- Task to carry out
If a line below contains the string "doesn", copy it out.
※ ※ ※
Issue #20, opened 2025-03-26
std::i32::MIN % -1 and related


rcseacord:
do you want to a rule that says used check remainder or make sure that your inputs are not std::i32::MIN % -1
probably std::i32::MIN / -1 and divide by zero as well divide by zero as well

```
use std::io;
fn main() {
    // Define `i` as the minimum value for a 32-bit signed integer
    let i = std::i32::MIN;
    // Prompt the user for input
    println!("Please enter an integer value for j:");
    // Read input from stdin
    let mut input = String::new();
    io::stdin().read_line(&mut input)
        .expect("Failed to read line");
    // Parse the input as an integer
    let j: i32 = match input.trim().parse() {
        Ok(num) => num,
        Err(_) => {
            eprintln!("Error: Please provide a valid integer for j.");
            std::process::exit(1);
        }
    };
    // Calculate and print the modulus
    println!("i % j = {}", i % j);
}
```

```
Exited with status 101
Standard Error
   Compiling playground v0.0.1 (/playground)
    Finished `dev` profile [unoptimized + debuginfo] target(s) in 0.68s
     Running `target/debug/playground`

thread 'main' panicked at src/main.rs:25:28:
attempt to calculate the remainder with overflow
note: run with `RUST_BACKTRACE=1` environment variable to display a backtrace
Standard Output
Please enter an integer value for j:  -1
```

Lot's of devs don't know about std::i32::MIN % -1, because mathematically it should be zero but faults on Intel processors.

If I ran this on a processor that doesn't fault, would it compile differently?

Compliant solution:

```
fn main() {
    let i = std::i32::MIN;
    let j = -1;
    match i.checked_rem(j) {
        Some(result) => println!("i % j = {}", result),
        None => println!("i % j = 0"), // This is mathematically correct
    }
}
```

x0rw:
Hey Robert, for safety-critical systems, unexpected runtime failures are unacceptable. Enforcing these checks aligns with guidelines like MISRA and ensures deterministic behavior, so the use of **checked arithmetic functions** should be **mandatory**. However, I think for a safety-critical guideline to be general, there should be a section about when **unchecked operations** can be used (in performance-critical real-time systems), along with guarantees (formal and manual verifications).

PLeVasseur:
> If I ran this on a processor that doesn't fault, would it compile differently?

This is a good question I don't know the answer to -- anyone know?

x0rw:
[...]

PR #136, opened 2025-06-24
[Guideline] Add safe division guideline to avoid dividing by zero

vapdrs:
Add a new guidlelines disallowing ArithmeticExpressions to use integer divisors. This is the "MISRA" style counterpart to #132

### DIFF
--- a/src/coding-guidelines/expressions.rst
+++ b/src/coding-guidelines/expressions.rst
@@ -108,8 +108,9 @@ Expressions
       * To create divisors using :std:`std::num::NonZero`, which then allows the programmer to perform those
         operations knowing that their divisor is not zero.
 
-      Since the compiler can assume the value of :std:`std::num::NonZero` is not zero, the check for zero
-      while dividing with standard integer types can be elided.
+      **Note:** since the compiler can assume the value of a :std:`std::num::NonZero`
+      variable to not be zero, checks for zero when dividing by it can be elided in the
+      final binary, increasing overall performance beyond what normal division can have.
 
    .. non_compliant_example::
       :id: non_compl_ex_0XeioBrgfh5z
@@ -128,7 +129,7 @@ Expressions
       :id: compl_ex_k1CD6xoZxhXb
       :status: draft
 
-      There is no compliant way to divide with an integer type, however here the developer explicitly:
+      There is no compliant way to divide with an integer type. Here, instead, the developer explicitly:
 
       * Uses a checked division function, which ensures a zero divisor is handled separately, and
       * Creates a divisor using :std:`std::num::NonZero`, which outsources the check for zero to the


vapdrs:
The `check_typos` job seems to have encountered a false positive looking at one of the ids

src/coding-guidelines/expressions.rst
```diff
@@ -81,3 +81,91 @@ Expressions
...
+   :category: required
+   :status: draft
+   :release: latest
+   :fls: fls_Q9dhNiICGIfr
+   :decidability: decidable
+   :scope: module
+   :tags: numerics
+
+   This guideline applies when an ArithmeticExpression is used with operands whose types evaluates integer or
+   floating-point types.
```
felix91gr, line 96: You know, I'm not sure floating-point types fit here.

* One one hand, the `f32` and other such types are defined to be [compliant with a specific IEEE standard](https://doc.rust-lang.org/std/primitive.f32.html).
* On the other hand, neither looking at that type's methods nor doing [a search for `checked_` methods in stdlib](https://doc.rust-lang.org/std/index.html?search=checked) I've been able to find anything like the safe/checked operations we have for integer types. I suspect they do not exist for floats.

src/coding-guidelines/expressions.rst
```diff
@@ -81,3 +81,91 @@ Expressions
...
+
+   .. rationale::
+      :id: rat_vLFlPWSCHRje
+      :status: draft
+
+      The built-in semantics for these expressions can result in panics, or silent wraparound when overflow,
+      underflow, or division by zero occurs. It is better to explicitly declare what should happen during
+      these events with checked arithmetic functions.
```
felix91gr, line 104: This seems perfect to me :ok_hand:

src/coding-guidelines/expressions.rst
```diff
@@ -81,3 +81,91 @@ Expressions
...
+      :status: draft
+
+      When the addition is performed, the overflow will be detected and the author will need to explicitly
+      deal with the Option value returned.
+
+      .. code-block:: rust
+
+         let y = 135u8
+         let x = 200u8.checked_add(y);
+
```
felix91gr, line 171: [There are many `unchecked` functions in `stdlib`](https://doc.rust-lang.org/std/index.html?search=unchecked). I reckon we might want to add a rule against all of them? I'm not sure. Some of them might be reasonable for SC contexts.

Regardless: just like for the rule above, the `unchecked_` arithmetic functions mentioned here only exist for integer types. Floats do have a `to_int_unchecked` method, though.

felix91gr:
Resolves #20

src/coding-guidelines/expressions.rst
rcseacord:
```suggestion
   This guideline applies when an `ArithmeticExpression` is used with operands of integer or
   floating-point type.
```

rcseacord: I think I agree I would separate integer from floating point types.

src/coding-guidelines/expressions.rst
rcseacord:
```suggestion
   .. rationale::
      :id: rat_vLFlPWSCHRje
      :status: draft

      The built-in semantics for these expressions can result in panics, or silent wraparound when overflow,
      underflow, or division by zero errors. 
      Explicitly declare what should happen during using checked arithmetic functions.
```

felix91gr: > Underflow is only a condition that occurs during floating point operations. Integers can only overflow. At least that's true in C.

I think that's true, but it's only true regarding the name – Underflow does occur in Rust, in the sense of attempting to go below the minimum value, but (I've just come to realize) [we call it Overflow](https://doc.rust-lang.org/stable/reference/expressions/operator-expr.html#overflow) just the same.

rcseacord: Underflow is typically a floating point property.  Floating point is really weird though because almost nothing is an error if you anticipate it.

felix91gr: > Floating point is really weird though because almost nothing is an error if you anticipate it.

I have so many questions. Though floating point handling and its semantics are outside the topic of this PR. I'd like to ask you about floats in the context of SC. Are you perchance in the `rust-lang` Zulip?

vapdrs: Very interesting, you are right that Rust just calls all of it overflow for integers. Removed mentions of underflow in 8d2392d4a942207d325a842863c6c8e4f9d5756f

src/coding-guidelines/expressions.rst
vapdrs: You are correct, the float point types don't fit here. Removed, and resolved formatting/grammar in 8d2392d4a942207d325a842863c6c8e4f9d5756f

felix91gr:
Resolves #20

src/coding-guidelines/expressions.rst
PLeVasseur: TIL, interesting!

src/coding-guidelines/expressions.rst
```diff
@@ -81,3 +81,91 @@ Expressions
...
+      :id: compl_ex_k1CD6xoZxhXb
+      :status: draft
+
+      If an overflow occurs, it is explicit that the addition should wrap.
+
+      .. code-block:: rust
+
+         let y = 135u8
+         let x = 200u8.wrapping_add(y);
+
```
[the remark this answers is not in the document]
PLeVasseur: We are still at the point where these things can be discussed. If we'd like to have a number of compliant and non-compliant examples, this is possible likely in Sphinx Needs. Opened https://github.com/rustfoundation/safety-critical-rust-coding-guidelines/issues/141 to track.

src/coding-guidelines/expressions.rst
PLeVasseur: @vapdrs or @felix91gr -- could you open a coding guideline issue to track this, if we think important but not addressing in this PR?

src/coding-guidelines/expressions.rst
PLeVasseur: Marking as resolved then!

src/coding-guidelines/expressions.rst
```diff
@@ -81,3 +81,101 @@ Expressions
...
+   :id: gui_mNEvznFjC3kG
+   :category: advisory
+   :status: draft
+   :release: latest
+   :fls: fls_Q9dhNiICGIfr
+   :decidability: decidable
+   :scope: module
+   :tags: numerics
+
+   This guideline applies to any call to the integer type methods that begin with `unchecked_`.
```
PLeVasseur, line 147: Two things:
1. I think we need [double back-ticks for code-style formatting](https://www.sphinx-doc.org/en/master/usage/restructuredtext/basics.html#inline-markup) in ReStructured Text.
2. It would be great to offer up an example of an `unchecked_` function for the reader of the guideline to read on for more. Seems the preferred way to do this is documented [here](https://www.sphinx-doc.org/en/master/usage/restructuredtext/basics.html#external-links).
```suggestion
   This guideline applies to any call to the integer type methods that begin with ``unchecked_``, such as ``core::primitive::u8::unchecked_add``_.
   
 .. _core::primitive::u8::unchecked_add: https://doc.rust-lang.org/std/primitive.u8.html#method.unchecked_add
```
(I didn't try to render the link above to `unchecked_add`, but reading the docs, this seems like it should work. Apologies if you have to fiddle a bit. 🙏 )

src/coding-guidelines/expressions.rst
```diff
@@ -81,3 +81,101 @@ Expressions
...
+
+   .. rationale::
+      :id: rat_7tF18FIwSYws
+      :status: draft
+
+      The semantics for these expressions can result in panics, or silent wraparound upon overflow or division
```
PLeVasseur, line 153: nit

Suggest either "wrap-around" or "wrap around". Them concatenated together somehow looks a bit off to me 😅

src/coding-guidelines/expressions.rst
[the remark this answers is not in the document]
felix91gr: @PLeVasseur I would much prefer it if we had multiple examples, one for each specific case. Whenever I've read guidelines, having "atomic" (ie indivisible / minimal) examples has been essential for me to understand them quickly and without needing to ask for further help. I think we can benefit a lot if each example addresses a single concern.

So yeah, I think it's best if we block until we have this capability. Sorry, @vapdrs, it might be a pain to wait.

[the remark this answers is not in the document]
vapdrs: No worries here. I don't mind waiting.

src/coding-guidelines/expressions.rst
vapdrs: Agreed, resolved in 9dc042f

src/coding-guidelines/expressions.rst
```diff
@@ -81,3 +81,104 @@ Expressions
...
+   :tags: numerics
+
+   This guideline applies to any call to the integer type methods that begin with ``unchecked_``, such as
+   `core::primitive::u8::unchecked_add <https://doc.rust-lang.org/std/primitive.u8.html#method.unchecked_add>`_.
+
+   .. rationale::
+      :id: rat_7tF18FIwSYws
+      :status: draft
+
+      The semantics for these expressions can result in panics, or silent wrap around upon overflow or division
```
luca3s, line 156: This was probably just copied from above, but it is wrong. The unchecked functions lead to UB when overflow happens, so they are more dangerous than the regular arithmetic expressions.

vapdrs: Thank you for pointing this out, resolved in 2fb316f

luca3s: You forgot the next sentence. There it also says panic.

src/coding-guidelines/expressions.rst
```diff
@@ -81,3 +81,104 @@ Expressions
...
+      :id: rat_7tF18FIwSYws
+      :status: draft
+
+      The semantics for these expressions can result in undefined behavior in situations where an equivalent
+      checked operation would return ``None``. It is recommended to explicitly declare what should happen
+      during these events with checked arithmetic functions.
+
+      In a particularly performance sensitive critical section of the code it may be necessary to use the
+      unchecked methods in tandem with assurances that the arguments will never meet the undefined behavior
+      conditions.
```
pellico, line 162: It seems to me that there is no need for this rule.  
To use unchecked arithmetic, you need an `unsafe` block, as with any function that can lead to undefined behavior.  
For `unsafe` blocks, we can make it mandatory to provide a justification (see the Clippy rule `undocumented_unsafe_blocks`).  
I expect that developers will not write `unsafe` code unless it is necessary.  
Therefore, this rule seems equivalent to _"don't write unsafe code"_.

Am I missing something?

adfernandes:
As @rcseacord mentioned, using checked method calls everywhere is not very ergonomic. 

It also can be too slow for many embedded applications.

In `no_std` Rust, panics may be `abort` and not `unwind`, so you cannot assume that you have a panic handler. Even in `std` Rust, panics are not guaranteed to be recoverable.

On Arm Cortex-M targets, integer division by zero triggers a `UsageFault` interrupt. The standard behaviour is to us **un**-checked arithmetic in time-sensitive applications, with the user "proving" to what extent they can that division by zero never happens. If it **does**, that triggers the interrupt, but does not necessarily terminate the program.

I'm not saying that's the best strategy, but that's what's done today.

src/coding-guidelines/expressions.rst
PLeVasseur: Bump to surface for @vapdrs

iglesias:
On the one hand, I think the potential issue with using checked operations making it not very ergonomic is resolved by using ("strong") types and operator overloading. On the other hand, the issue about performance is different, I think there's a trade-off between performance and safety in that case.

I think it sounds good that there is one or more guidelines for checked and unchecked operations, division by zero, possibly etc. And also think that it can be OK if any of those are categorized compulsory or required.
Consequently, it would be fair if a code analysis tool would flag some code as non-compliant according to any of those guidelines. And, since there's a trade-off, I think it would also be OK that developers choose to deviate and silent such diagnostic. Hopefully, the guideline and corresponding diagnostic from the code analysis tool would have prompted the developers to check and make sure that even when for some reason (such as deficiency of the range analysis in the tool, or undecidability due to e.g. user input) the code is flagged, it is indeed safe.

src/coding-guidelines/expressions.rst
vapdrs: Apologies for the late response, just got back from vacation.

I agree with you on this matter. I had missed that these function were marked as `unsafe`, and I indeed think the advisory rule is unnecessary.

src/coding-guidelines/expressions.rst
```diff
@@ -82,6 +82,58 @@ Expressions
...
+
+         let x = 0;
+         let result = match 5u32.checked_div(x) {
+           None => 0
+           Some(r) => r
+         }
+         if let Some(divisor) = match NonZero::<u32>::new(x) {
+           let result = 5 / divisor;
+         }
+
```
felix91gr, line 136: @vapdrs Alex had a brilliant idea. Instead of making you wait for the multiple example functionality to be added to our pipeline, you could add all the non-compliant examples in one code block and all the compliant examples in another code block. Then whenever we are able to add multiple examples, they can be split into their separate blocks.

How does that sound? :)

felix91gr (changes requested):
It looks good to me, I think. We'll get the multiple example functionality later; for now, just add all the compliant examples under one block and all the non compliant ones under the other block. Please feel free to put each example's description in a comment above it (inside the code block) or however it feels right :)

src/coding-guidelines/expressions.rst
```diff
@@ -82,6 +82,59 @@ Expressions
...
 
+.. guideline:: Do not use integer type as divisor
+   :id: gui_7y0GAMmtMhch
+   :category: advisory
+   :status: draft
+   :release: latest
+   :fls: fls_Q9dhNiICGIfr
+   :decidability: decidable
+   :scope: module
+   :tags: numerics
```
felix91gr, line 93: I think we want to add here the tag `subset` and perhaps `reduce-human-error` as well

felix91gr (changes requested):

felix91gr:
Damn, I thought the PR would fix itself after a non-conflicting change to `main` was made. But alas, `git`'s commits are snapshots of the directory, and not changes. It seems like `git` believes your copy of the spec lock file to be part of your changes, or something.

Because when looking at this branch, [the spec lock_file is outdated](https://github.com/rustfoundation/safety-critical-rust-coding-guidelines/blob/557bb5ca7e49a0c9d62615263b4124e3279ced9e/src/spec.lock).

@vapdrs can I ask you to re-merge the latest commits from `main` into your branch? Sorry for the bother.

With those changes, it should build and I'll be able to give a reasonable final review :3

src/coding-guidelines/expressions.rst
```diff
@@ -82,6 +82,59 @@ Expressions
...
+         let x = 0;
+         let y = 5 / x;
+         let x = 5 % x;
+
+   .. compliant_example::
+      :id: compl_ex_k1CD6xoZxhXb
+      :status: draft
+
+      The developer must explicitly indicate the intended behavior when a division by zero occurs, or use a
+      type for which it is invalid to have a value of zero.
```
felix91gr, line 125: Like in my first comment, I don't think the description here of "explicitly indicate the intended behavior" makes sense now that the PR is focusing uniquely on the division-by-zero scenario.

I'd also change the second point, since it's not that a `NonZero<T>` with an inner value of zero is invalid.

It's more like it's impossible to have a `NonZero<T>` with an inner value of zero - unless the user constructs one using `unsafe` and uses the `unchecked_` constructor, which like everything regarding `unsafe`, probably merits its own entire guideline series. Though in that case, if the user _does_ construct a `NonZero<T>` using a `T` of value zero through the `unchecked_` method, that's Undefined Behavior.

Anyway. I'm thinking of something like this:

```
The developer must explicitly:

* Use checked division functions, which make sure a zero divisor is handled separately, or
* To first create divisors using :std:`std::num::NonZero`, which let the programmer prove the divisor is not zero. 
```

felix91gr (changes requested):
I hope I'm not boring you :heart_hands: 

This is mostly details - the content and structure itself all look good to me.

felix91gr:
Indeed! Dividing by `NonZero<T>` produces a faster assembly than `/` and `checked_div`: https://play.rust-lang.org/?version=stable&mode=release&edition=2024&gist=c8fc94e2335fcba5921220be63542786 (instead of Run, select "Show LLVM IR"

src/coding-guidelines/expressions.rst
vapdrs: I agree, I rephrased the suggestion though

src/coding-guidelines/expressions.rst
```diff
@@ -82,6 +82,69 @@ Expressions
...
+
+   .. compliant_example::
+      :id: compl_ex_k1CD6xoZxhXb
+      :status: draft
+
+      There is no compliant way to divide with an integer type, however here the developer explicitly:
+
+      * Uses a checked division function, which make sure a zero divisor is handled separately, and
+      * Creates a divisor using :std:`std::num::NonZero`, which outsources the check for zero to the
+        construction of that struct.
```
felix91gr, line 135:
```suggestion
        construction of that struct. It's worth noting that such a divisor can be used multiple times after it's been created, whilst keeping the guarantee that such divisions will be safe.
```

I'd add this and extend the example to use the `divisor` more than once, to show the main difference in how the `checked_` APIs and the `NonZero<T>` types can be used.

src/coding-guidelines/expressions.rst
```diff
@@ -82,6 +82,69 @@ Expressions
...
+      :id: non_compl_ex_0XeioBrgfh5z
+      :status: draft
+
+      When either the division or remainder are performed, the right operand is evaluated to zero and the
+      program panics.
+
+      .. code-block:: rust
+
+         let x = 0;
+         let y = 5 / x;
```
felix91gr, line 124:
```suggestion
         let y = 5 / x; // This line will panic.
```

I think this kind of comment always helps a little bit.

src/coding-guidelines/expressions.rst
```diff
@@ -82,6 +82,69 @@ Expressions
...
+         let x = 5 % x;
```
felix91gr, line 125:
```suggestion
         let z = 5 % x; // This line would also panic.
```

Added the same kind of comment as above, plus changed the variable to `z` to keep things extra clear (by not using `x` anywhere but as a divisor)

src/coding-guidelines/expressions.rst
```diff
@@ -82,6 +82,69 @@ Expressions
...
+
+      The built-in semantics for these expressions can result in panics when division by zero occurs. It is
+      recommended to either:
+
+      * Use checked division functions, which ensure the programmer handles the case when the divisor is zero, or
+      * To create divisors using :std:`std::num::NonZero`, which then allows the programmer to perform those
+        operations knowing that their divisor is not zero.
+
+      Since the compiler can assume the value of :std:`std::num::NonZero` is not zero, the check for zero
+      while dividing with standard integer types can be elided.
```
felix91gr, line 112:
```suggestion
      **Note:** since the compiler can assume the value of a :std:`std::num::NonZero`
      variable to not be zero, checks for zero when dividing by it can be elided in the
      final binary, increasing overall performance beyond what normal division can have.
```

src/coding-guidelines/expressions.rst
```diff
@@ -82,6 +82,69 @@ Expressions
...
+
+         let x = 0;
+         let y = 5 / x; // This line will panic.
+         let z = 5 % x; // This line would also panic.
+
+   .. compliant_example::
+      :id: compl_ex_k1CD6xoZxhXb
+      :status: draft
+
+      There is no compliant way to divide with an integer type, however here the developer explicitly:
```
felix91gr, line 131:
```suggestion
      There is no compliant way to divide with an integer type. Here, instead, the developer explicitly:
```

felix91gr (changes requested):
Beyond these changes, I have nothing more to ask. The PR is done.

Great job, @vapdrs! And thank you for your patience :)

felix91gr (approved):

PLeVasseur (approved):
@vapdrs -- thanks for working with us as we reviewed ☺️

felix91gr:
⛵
※ ※ ※
- Answer box
If I ran this on a processor that doesn't fault, would it compile differently?
> If I ran this on a processor that doesn't fault, would it compile differently?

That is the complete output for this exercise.